Each year I pick up some speed, and without starting an AT war, I've come to suspect that faster arrows = faster kills. Even when shooting 1" cutting diameter heads.


----------



## moto1 (Nov 28, 2008)

just happened to be in the market for a new toy at the time and this one just simply felt right


----------



## Warlocke (May 8, 2004)

It was just a welcome addition to the technology that I was looking for in a new bow.

Parallel limbs, short AtA, light weight, smooth draw, adjustable D/L on the cam, low hand shock and minimal noise at the shot = Alien X.


----------



## c3hammer (Sep 20, 2002)

Kind of biased bunch of options up there don't you think 

- Same speed at lower poundage for many of us with oldmanitis 
- To create more KE for shorter draws at reasonable poundages.
- Flatter trajectory with heavier arrows.

Cheers,
Pete


----------



## GimpyPaw (Aug 10, 2008)

I bought a faster bow because I can't for the life of me find any advantage to a slower bow.


----------



## TMan51 (Jan 25, 2004)

And the winning answer is:



GimpyPaw said:


> I bought a faster bow because I can't for the life of me find any advantage to a slower bow.


----------



## Archie (Jun 12, 2004)

*faster*

It was the one thet felt the best in my hand


----------



## Passin'Thru (Jul 15, 2008)

*Couldn't help it.*

My last bow was a Bear Whitetail II. Couldn't help but to pick up some speed.
When I start getting self-concious about my General's 273fps. I break out the old bear and lob a few at 40yds. Always makes me feel a little better.


----------



## GMM (Jun 19, 2004)

I cant vote on the poll, I actually slowed down on mine, but not much. I wanted a smoother quieter bow and ended up with a commander. It isnt much slower, but a lot quieter and smoother.


----------



## Backlash (Feb 18, 2008)

I bought the bow that felt the best to me. It just happened to be faster.


----------



## Profitup (Mar 9, 2009)

Wanted a flat shot. Like flat to 30 yards. Monster on order like flat to 40 better.


----------



## BarneySlayer (Feb 28, 2009)

I had a recurve and a long bow. I asked a dealer about compounds. he handed me an '08 Firecat and said that he really thought I'd like it. I did.

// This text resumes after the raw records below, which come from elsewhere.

PR #138, opened 2015-07-18
Use unsafe for bytes->string conversion.

vmihailenco:
Benchmark

```
benchmark                       old ns/op     new ns/op     delta
BenchmarkRedisSetGet64Bytes     103732        100645        -2.98%
BenchmarkRedisSetGet1KB         104926        101539        -3.23%
BenchmarkRedisSetGet10KB        107164        102861        -4.02%
BenchmarkRedisSetGet1MB         5206102       3871532       -25.63%

benchmark                       old allocs     new allocs     delta
BenchmarkRedisSetGet64Bytes     16             15             -6.25%
BenchmarkRedisSetGet1KB         16             15             -6.25%
BenchmarkRedisSetGet10KB        16             15             -6.25%
BenchmarkRedisSetGet1MB         17             16             -5.88%

benchmark                       old bytes     new bytes     delta
BenchmarkRedisSetGet64Bytes     720           656           -8.89%
BenchmarkRedisSetGet1KB         3664          2640          -27.95%
BenchmarkRedisSetGet10KB        3664          2640          -27.95%
BenchmarkRedisSetGet1MB         4211153       3162576       -24.90%
```

@dim?

### DIFF
--- a/command.go
+++ b/command.go
@@ -400,7 +400,7 @@ func (cmd *StringCmd) reset() {
 }
 
 func (cmd *StringCmd) Val() string {
-	return string(cmd.val)
+	return bytesToString(cmd.val)
 }
 
 func (cmd *StringCmd) Result() (string, error) {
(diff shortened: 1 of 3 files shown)


dim:
Two things I am not sure about. One is GC: if you create an unsafe reference to a byte slice and that byte slice is garbage collected, what then? Just a thought, may not be relevant. 

Also, would like to see a GET/SET benchmark with a relatively large value, eg a few MBs.

vmihailenco:
I believe GC correctly handles unsafe.Pointer.

Will add more benchmarks.

vmihailenco:
Updated benchmarks. See first message.

dim:
LGTM

PR #142, opened 2015-08-04
Add pub/sub support to ClusterClient. Fixes #141.

### LINKED ISSUE #141: Publish / Subscribe for ClusterClient
Is there currently a way to subscribe to a cluster? The Publish / Subscribe methods are not exposed to the ClusterClient.

The spec (http://redis.io/topics/cluster-spec) says...

"In a Redis Cluster clients can subscribe to every node, and can also publish to every other node. The cluster will make sure that published messages are forwarded as needed."

The workaround that I see at the moment is to call `client.ClusterNodes()` and parse for a random master, then create a standard client and subscribe.  This is fine, but it would finer to be able to have this done in the background.

Thanks for this tremendous project.

vmihailenco:


vmihailenco:
@dim PTAL

cluster.go
```diff
@@ -108,8 +109,15 @@ func (c *ClusterClient) slotMasterAddr(slot int) string {
 // randomClient returns a Client for the first live node.
 func (c *ClusterClient) randomClient() (client *Client, err error) {
 	for i := 0; i < 10; i++ {
-		n := rand.Intn(len(c.addrs))
-		client, err = c.getClient(c.addrs[n])
+		var addr string
+		if len(c.masters) > 0 {
```
vmihailenco: I had to use masters here, becuase it looks like slaves don't propagate pub/sub messages to masters.

vmihailenco:
The issue with current design is that
1. we have to use master to send messages
2. we update masters list when we receive moved/ask response, which is not very reliable
3. Redis throws away message sent to slaves, which can happen when we have outdated list of masters

An improvement would be to refresh masters list every second. A solution is to fix Redis to return an error when message is sent to slave. Thoughts?

dim:
Sorry for the delay, will review tomorrow morning.

dim:
So that patch LGTM, but I am not entirely sure messages sent to slaves are discarded, I haven't tested it myself, but the spec doesn't say anything about that: http://redis.io/topics/cluster-spec#publishsubscribe

vmihailenco:
Tests reliably fail when messages are sent to slaves. So looks like cluster client should renew subscription when master is downgraded to slave...

dim:
Sounds like a bug worth mentioning on https://github.com/antirez/redis/issues. I don't see anyhing mentioned there, surprised no one else noticed it. Do you get an error from the slave when trying to publish?

vmihailenco:
No, but the Redis returns that there are 0 clients that received the message (publish returns 0).

vmihailenco:
Blocked by https://github.com/antirez/redis/issues/2740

It wasn't an educated decision :teeth:

Still, after learning more, I'm happy with the choice.

Eventually, I'd like to pick up hunting, given time and legality, and KE is a good thing, and it doesn't seem to hurt the accuracy or smoothness of the shot. If I miss, it's because I screwed up.


----------



## dbowhunter (Jul 16, 2006)

*Other*

I chose "other" because there are several reasons for shooting a faster bow. First off for hunting the mountains for goats and also for open terrain hunting out west. The flatter the trajectory the better for that style hunting. 

Another reason is that you get more kinetic energy for free. 

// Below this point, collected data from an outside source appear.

PR #153, opened 2015-08-23
Implemented ZRangeByLex and ZRevRangeByLex with tests.

jeffpierce:
- Added isLex boolean to zRangeByScore.
- Added if statement to zRangeByScore which checks isLex.
  * If isLex is true, runs ZRANGEBYLEX rather than ZRANGEBYSCORE against the zset.
- Implemented ZRangeByLex.
- Added tests for ZRangeByLex to commands_test.go.

### DIFF
--- a/commands.go
+++ b/commands.go
@@ -1094,8 +1094,14 @@ type ZRangeByScore struct {
 	Offset, Count int64
 }
 
-func (c *commandable) zRangeByScore(key string, opt ZRangeByScore, withScores bool) *StringSliceCmd {
-	args := []interface{}{"ZRANGEBYSCORE", key, opt.Min, opt.Max}
+func (c *commandable) zRangeByScore(key string, opt ZRangeByScore, withScores, isLex bool) *StringSliceCmd {
+	var zcmd string
+	if isLex {
+		zcmd = "ZRANGEBYLEX"
+	} else {
+		zcmd = "ZRANGEBYSCORE"
+	}
+	args := []interface{}{zcmd, key, opt.Min, opt.Max}
 	if withScores {
 		args = append(args, "WITHSCORES")
 	}
@@ -1113,7 +1119,11 @@ func (c *commandable) zRangeByScore(key string, opt ZRangeByScore, withScores bo
 }
 
 func (c *commandable) ZRangeByScore(key string, opt ZRangeByScore) *StringSliceCmd {
-	return c.zRangeByScore(key, opt, false)
+	return c.zRangeByScore(key, opt, false, false)
+}
+
+func (c *commandable) ZRangeByLex(key string, opt ZRangeByScore) *StringSliceCmd {
+	return c.zRangeByScore(key, opt, false, true)
 }
 
 func (c *commandable) ZRangeByScoreWithScores(key string, opt ZRangeByScore) *ZSliceCmd {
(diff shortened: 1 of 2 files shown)


jeffpierce:
@vmihailenco If you prefer, I can reimplement this without piggy-backing off of zRangeByScore, but it seemed a little redundant to me to make a ZRangeByLex struct that's identical to the ZRangeByScore struct, then basically copy/paste zRangeByScore() while changing one word, which is why I did it this way.

Your package, your call though.  :)

commands.go
```diff
@@ -1094,8 +1094,14 @@ type ZRangeByScore struct {
 	Offset, Count int64
 }
 
-func (c *commandable) zRangeByScore(key string, opt ZRangeByScore, withScores bool) *StringSliceCmd {
-	args := []interface{}{"ZRANGEBYSCORE", key, opt.Min, opt.Max}
+func (c *commandable) zRangeByScore(key string, opt ZRangeByScore, withScores, isLex bool) *StringSliceCmd {
```
dim: Instead of passing `isLex`, why not just rename the function to `zRangeByGeneric` and pass the actual `zcmd` string?

commands.go
```diff
@@ -1113,7 +1119,11 @@ func (c *commandable) zRangeByScore(key string, opt ZRangeByScore, withScores bo
 }
 
 func (c *commandable) ZRangeByScore(key string, opt ZRangeByScore) *StringSliceCmd {
-	return c.zRangeByScore(key, opt, false)
+	return c.zRangeByScore(key, opt, false, false)
+}
+
+func (c *commandable) ZRangeByLex(key string, opt ZRangeByScore) *StringSliceCmd {
```
dim: I would also prefer to rename `ZRangeByScore` to `ZRangeByOpts`, but it would break the API. @vmihailenco: thoughts?

commands.go
jeffpierce: That'd work too, if you prefer it that way.

vmihailenco: +1, please refactor it so following is possible
- zRange("ZRANGEBYLEX", key, opts, withScores)
- zRange("ZRANGEBYSCORE", key, opts, withScores)

commands.go
vmihailenco: I think breaking API in this case is not worth it. Besides that I prefer to have `ZRangeByLex` and `ZRangeByScore` rather than `ZRangeByOpts`. It reads better and compiler helps finding typos in the name :)

vmihailenco:
Looks good, but please address comment regarding `isLex` and `zRangeByGeneric`

commands.go
jeffpierce: Can do.  I'll update it this afternoon.

jeffpierce:
@vmihailenco @dim Here you go.

commands.go
```diff
@@ -1089,13 +1089,13 @@ func (c *commandable) ZRangeWithScores(key string, start, stop int64) *ZSliceCmd
 	return cmd
 }
 
-type ZRangeByScore struct {
+type ZRangeBy struct {
```
vmihailenco: Please revert this and add a TODO to rename later (in v4). I don't want to break users code compilation.

vmihailenco:
Also can you please add `ZREVRANGEBYLEX` too?

commands.go
jeffpierce: Can do.

jeffpierce:
Sure thing.

jeffpierce:
@vmihailenco @dim Changed back the ZRangeByScore struct, added the TODO, and implemented ZRevRangeByLex as requested.

vmihailenco:
Excellent. Thanks.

If you are going to draw a bow say at 70lb with a bow that has a 7" brace height that shoots 335fps compared to a bow that has the same draw and brace height and shoots 305. It's a no brainer for me. The faster the better.

Those with a short draw should shoot a lower brace height bow because the power stroke can be the same for a longer brace height with a longer draw. Let's say a guy with a 30" draw and a 7" brace height bow (Draw of string is 23 inches 30"-7")has the same situation as a guy with a 28" draw and a 5" brace height, (Draw if string is 23", 28-5). This shows the forgiveness of the brace height to be the same, both strings when released both travel 23"

I know many guys that shoot the speed bows, if you want to call them that that, can still out shoot the "slow and accurate" bows. It's all preference really. Slow doesn't necessarily mean accurate. I don't realy care what others shoot, but I'll admit I love the speed!!!!!I think guys should shoot what they like, drive what they like, and enjoy our great sport as intended.


----------



## Stab 'em (Dec 26, 2008)

I have two reasons for buying a faster bow. The first was the new Limbsaver Deadzone design. The bow is great, and quiet when it is timed and tuned to factory specs. (This can be done on your bow stand!) The second reason I bought a faster bow is that I wanted to shoot heavy arrows faster for more KE; my "old" Deadzone and new Speedzone both do that.


----------



## racknspur (Jan 24, 2007)

I'm 27" draw and only like to shoot 60lbs. I wanted to shoot a hunting arrow weighing at least 400grains and still be shooting in the 260-270fps. range for K.E. The Bowtech Equalizer fit the bill just fine!!:shade:


----------



## blazer36 (Mar 29, 2009)

*hmmmmmmm*

to shoot less poundage and get the same efect as my high poundage wich plays into guessing yardage and all the above i also have short draw and im getting older and have shot 70 80 pounds for along time just to keep up with the long draw boys that can do the same because of draw length and i still want to be comp. on the 3 d range 280 is fast enuff


----------



## firefighta115 (Oct 11, 2008)

I have a 27 in draw length, have the draw weight maxed out at about 73lbs on a 07 Alley and still only shoot a 354gr goldtip/mechanical BH 304 fps. I have to cheat everyway i can with a short draw length...(IBO for 07 Allegiance speed mods= 336 fps) I wish I had longer arms.....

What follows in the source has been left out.